Qui a tué Roger Ackroyd ? : Pierre Bayard

Titre : Qui a tué Roger Ackroyd ?

Auteur : Pierre Bayard
Édition :

Résumé :
Même s’ils n’ont pas lu le chef-d’oeuvre d’Agatha Christie, Le Meurtre de Roger Ackroyd, de nombreux lecteurs, surtout parmi les amateurs de romans policiers, connaissent le procédé qui l’a rendu célèbre et croient pouvoir affirmer : l’assassin est [no spolier]. Mais est-ce si sûr ?

Comment se fier à un texte où les contradictions abondent et qui s’organise autour [no spolier], celui du [no spolier] ?

Et qui peut dire qu’Hercule Poirot, dans son euphorie interprétative, ne s’est pas lourdement trompé, laissant le coupable impuni ?

Roman policier sur un roman policier, cet essai, tout en reprenant minutieusement l’enquête et en démasquant le véritable assassin, s’inspire de l’œuvre d’Agatha Christie pour réfléchir sur ce qui constitue la limite et le risque de toute lecture : le délire d’interprétation.

Critique :
Mais oui, QUI a tué Roger Ackroyd nom d’un petit bonhomme (en mousse ? Heu non)

Chez nous, en Belgique, ce « QUI ? » fait de suite référence à un de nos homme politique, le Vieux Crocodile, autrement dit VDB qui après son enlèvement avait dit « QUI m’a enlevé ». On en avait même fait une chanson.

Mais trêve d’histoire Belgo-Belge et revenons à nos Anglais, pas encore brexité à cette époque et au meurtre de ce bon vieux Roger Ackroyd où la mère Agatha nous avait bien entubé tout au long du roman, la vilaine (pour notre plus grand plaisir), brouillant les pistes et nous mystifiant jusqu’aux dernières lignes.

Oui mais d’après l’auteur, le coupable désigné par Hercule Poirot n’est pas le bon ! Mais si ce n’est pas lui, alors, qui est-ce ? (célèbre jeu de société).

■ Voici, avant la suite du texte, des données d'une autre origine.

PR #662, opened 2021-07-05
Use buy and sell methods of Celo exchange contract

Pedro-vk:
### Description

_Use buy and sell methods of Cello contracts doing the exchange more accurate_

### Tested

_Tested on Android 11. Going to Celo section, performing buy and sells, and checking the amount on Blockscout to ensure that the Celo is the amount typed on the exchange input._

### How others should test

_Buy and sell Celo and check it on Blockscout._

### Related issues

- Fixes #792

PR #1535, opened 2021-11-25
Update detox version

MuckT:
### Description

Update [Detox](https://www.npmjs.com/package/detox) version from `18.20.3` to `19.1.0`.

### Other changes

- Updated `getDeviceModel()` util function to work with new detox version. This also appears to fix [Detox Recorder](https://www.npmjs.com/package/detox-recorder) launch which would occasionally fail.
- Skipped a failing exchange test as the minimum amount allowed fluctuates with the price of CELO.

### Tested

Tested locally on Android and iOS.

### How others should test

No need for QA to test. 
Reviewer should be able to run Detox Recorder - [recording a test](https://github.com/valora-inc/wallet/tree/main/packages/mobile/e2e#recording-a-test).

### Related issues

N/A

### Backwards compatibility

This change is backwards compatible with existing e2e tests.


packages/mobile/e2e/src/usecases/ExchangeCelo.js
```diff
@@ -120,8 +120,9 @@ export default ExchangeCelo = () => {
     // TODO Check that transaction appears in home feed
   })
 
+  // Note: Amount fluctuates based on CELO value
   jest.retryTimes(2)
-  it('Then Sell Minimum CELO', async () => {
+  it.skip('Then Sell Minimum CELO', async () => {
```
jeanregisser, line 125: I wonder if this will be fixed with https://github.com/valora-inc/wallet/pull/662
I'll try it.

PR #1539, opened 2021-11-26
Reset app state when keychain/keystore has no matching password hash

### LINKED ISSUE #729: Restoring from iCloud puts user into bad state
### Current Behavior

1. Set up new device from iCloud
2. Valora was auto-downloaded (I _think_ it downloaded 1.3.0 even though my prior phone was using the Testflight build, not sure)
3. Opening it up, I was dropped into Home and could see contacts in my feed so no onboarding
4. I didn't poke around much at the time because I kept testing on the original device
5. At some point updated to latest Testflight build
6. Today I tried to send a transaction and got an Incorrect PIN message
7. Went to Account Key to trigger PIN again, also got Incorrect PIN error, was taken to Account Key screen anyway, but it displayed an empty Account Key field

Though I could see my feed, it seems like my account was maybe not restored fully. Deleting and re-installing (and restoring with onboarding) fixed things.

### Expected Behavior

Auto-log user out if we are unable to detect an account phrase for them.

From chat with @tarikbellamine: "so what happens is we have app state but then we use the phone’s secure storage for some stuff like your account phrase so app state is being restored, but not the stuff we are storing on your phone... that would make it unusable. sounds like we should auto-log the user out if we are unable to detect an account phrase for them"

jeanregisser:
### Description

This PR fixes an incorrect state causing all account key unlock operations to fail.
This can happen specifically after restoring from backups. See #729.

### Other changes

- Added type to persistConfig.

### Tested

Manually and added unit tests.

### How others should test

See steps to reproduce in #729

### Related issues

- Fixes #729

### Backwards compatibility

Yes


gnardini (approved):
LGTM

packages/mobile/src/utils/accountChecker.test.ts
```diff
@@ -0,0 +1,63 @@
...
+  jest.clearAllMocks()
+})
+
+describe('resetStateOnInvalidStoredAccount', () => {
+  it("returns the same state when there's no account", async () => {
+    const state = getMockStoreData({ web3: { account: null } })
+    expect(walletAddressSelector(state)).toEqual(null)
+    const result = await resetStateOnInvalidStoredAccount(state)
+
+    expect(result === state).toEqual(true)
```
kathaypacific, line 23: this is the first time i've seen this 😄  it clearly works but is the more conventional form `expect(result).toEqual(state)`?

kathaypacific (approved):
Also LGTM 🚢

packages/mobile/src/utils/accountChecker.test.ts
```diff
@@ -0,0 +1,63 @@
...
+import { resetStateOnInvalidStoredAccount } from 'src/utils/accountChecker'
+import { walletAddressSelector } from 'src/web3/selectors'
+import { getMockStoreData } from 'test/utils'
+import { mocked } from 'ts-jest/utils'
+
+jest.mock('src/geth/geth')
+
+const mockedKeychain = mocked(Keychain)
+
+beforeEach(() => {
```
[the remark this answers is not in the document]
jeanregisser: No, this still runs before each individual test.
[Jest’s ‘beforeEach’ may not be running the way you think it does…](https://joshua-toth.medium.com/jests-beforeeach-may-not-be-running-the-way-you-think-it-does-c81599d83649)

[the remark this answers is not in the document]
kathaypacific: my whole life has been a lie 🙈

packages/mobile/src/utils/accountChecker.test.ts
jeanregisser: Yes I wanted to avoid ambiguity for readers 😄 
I initially wrote it as `expect(result).toBe(state)` which uses `Object.is` under the hood.
But I really wanted identity comparison. `toEqual` doesn't fit either.
https://stackoverflow.com/a/63003041/158525

kathaypacific: ah, i see what you're trying to do now! makes sense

Si ce n’est toi, c’est donc… Bon sang, mais c’est bien sûr !

Bon, j’aurais pu m’abstenir de lire son essai car j’ai vu venir le coup de loin, le seul autre coupable qui sortait de l’ordinaire était… [No spolier]. Et bingo ! J’ai gagné.

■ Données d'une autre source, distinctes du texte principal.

PR #1540, opened 2021-11-26
Remove duplication in v0Schema

jeanregisser:
### Description

`v0Schema` was copying most props from `vNeg1Schema` making it hard to see what was different.

This is in preparation for the switch to PHP as local currency for unit tests.

### How others should test

No need to test this.

### Backwards compatibility

Yes


kathaypacific:
LGTM 🚢

kathaypacific (approved):

PR #1541, opened 2021-11-26
Make PHP the default local currency for unit tests

jeanregisser:
### Description

The default local currency was set to MXN which unfortunately uses the same $ symbol as the USD $. 
This makes it harder to understand unit tests displaying converted money amounts.
PHP is now used instead which uses ₱ as symbol.

### Tested

Updated unit tests.

### How others should test

No need to test.

### Related issues

- Discussed on [Slack](https://valora-app.slack.com/archives/CL7BVQPHB/p1637765197181800).

### Backwards compatibility

Yes


gnardini (approved):
Nice!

Amis lecteurs et amies lectrices, gaffe ! Ne lis pas cet essai si tu n’as pas déjà découvert une grosse partie de l’œuvre d’Agatha Christie, ou du moins, les plus célèbres de ses romans parce que monsieur Bayard, chevauchant le cheval du même nom, dévoile des noms de coupables à tour de bras !  Savoir leurs noms gâcherait le plaisir de lecture future.

Analysant le roman, l’auteur ne se prive pas de mettre en avant les incohérences, notamment de temps, prouvant par A+B que cette personne n’aurait jamais eu le temps de mettre tout cela au point !

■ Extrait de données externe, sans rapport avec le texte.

PR #1542, opened 2021-11-26
move i18n related logic to separate folder and create separate i18n redux store

kathaypacific:
### Description

As suggested by Jean, to avoid bloating the app folder/state then we should move all i18n related logic to a separate folder. In this PR:
- create new i18n folder and move existing i18n/ota translations files + logic into this new folder
- create new i18n redux state, move language and ota translations state into this store
- update redux migrations
- add useChangeLanguage hook to manage dispatching the `setLanguage` action and calling `changeLanguage` on i18n instance. Previously, we were dispatching the action from components and the action calls `changeLanguage` but since the new i18n store is created using redux toolkit, we cannot do this anymore (actions are auto created by the slice)
- add react testing library for hooks, add test for new useChangeLanguage hook

### Other changes

N/A

### Tested

Manually - click around the app and see it still works. Also tested new install, changing languages, fetching OTA translations

### How others should test

Same as above, if you want

### Related issues

N/A

### Backwards compatibility

N/A


packages/mobile/src/firebase/saga.ts
```diff
@@ -81,18 +83,18 @@ function* initializeFirebase() {
   }
 }
 
-export function* syncLanguageSelection({ language }: SetLanguage) {
+export function* syncLanguageSelection(action: PayloadAction<string>) {
```
jeanregisser, line 86: I propose we do the following to avoid the type to diverge from the original action:
```suggestion
export function* syncLanguageSelection(action: ReturnType<typeof setLanguage>) {
```

packages/mobile/src/i18n/i18nSlice.ts
```diff
@@ -0,0 +1,60 @@
...
+
+const initialState: State = {
+  language: null,
+  allowOtaTranslations: REMOTE_CONFIG_VALUES_DEFAULTS.allowOtaTranslations,
+  otaTranslationsLastUpdate: 0,
+  otaTranslationsAppVersion: '0',
+  otaTranslationsLanguage: '',
+}
+
+export interface OtaTranslationsUpdatedAction {
```
jeanregisser, line 22: Looks like this doesn't need to be exported.

packages/mobile/src/i18n/i18nSlice.ts
```diff
@@ -0,0 +1,60 @@
...
+  otaTranslationsLastUpdate: number
+  otaTranslationsAppVersion: string
+  otaTranslationsLanguage: string
+}
+
+export const i18nSlice = createSlice({
```
jeanregisser, line 28: Should we just name is `slice`? and same for the file?

packages/mobile/src/i18n/useChangeLanguage.test.tsx
```diff
@@ -0,0 +1,54 @@
...
+  it('should handle changing language', async () => {
+    const setLanguageSpy = jest.fn().mockResolvedValue(true)
+    mockedI18n.changeLanguage.mockImplementationOnce(setLanguageSpy)
+
+    const { result } = renderHookWithProvider()
+    await result.current('pt-BR')
+
+    expect(setLanguageSpy).toHaveBeenCalledWith('pt-BR')
+    expect(changeLanguageSpy).toHaveBeenCalledWith('pt-BR')
+  })
```
jeanregisser, line 41: Can we check that the redux action is actually dispatched?

packages/mobile/src/i18n/useChangeLanguage.test.tsx
```diff
@@ -0,0 +1,54 @@
...
+jest.mock('src/i18n')
+
+const mockedI18n = mocked(i18n)
+
+const changeLanguageSpy = jest.spyOn(I18nSlice, 'setLanguage')
+const loggerErrorSpy = jest.spyOn(Logger, 'error')
+
+const renderHookWithProvider = () => {
+  const store = createMockStore()
+  return renderHook(() => useChangeLanguage(), {
```
jeanregisser, line 20: cool for testing hooks! 👍

packages/mobile/src/redux/migrations.ts
```diff
@@ -329,5 +329,14 @@ export const migrations = {
...
+  22: (state: any) => ({
+    ...state,
+    i18n: {
+      language: state.app.language,
+      allowOtaTranslations: false,
+      otaTranslationsLastUpdate: 0,
+      otaTranslationsAppVersion: '0',
+      otaTranslationsLanguage: '',
+    },
+  }),
```
jeanregisser, line 341: Can you add a test for this migration?
Also as good practice we should set `state.app.language` to `undefined`.

jeanregisser (commented):
Amazing!! Love the boilerplate reduction 💯 👍

packages/mobile/src/i18n/i18nSlice.ts
kathaypacific: ah yes you're right! i've removed 🙈

packages/mobile/src/i18n/useChangeLanguage.test.tsx
kathaypacific: it is! i don't know what is wrong with my brain today....but i named these the wrong way around. i've updated this now - the `setLanguageSpy` is watching the setLanguage action on the i18n slice (and `changeLanguageSpy` watching the i18n instance) :)

packages/mobile/src/redux/migrations.ts
kathaypacific: yes i've added this now :) and good shout about the setting language to undefined...i did this for the schema file, but not for this 🙈  my brain .....

as an aside, i was really tempted to do a one liner `expect(migratedSchema).toEqual(v22Schema)` since from the schemas it is already easy to visualise what is changed. but i noticed not many other tests were doing this and i didn't want to look lazy, so i asserted just the changes i was looking for. is there any reason why we don't have a loop test that just goes through every migration and does the `expect(migratedSchema).toEqual(v(n-1)Schema)`? you reckon it'd slow the test run time too much?

packages/mobile/src/i18n/i18nSlice.ts
kathaypacific: nice, i updated this.

i find generic names a bit harder to work with when there are many files open (e.g. when they all say reducer.js in the tab title) so was a natural reflex that i did the specific naming like this :/ but indeed consistency is key and we already have the generic naming pattern in the project so we should keep this :)

packages/mobile/src/i18n/useChangeLanguage.test.tsx
jeanregisser: Looks good now.

packages/mobile/src/redux/migrations.test.ts
```diff
@@ -385,4 +386,16 @@ describe('Redux persist migrations', () => {
     expect(migratedSchema2.walletConnect.v1).toBe(v18Schema.walletConnect.v1)
     expect(migratedSchema2.walletConnect.v2).toBeUndefined()
   })
+  it('works for v21 to v22', () => {
+    const migratedSchema = migrations[22](v21Schema)
+
+    expect(migratedSchema.i18n).toEqual({
+      language: v21Schema.app.language,
```
jeanregisser, line 393: nit: what if `v21Schema.app.language` was actually `undefined`? I know it's not the case here but it'd slightly better to use the actual string. in case it changes in the future we would spot it.

packages/mobile/src/redux/migrations.ts
jeanregisser: There's another test which tries all the migrations from the initial schema to be sure they all succeed: https://github.com/valora-inc/wallet/blob/3062f866e458406ca38084c87a0c7153fcc0ea9c/packages/mobile/src/redux/createMigrate.test.ts#L19

Sometimes depending on the migration we need more complex test cases.
But I like what you're proposing! Not sure we've been thorough enough to make it work for all schemas, but feel free to try and open a PR.

jeanregisser (approved):

ValoraQA:
Hey @MuckT, We have verified this task on Android Alfajores Nightly build & iOS Test flight Alfajores Nightly build V1.23.0 & observed that few components & text are not seen translated.

**Bug Link:**

**Query link:**
[Query1](https://github.com/valora-inc/wallet/issues/1692)

CC: @kathaypacific
Thanks..!!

Sans compter que niveau courage de tuer, il avait tout d’un mou du genou, qu’il aurait pu s’éviter un meurtre, les preuves le dénonçant du chantage commis étant faibles (et venant d’une suicidée criminelle), sans compter qu’il aurait pu même nier être le coupable, Poirot n’ayant que peu de preuves, donc, il pouvait dormir sur ses deux oreilles.

Quid alors ? Poirot aurait-il abusé de la tisane à base de citrouilles au point de se planter autant et de négliger l’interrogatoire d’un personnage présent mais que personne au grand jamais n’inquiète par des questions (du jamais vu dans les romans de la mère Christie) ? Ben oui…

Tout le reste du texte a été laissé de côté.